Work required => Filter these entries down to the lines that hold the word "Replace", and show each of them.

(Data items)
□ □ □

PR #806, opened 2017-06-25
Cleanup before we can make crates.io run on FastBoot 

sivakumar-kailasam:
- Replace bower dependencies with ember addon equivalents & remove bower dependency.
  - [x] clipboard-copy
  - [x] normalize-css
  - [x] mirage
- [x] Replace ic-ajax & other ajax code with ember-fetch.


app/controllers/crate/version.js
```diff
@@ -30,12 +30,14 @@ export default Ember.Controller.extend({
 
     hasMoreVersions: computed.gt('sortedVersions.length', NUM_VERSIONS),
 
-    anyLinks: computed.or('crate.homepage',
-                          'crate.wiki',
-                          'crate.mailing_list',
-                          'crate.documentation',
-                          'crate.repository',
-                          'crate.reverse_dependencies'),
+    anyLinks: computed.or(
```
locks: should we use brace expansion here?

sivakumar-kailasam: Done!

□ □ □

Solution for this problem =>
- Replace bower dependencies with ember addon equivalents & remove bower dependency.
- [x] Replace ic-ajax & other ajax code with ember-fetch.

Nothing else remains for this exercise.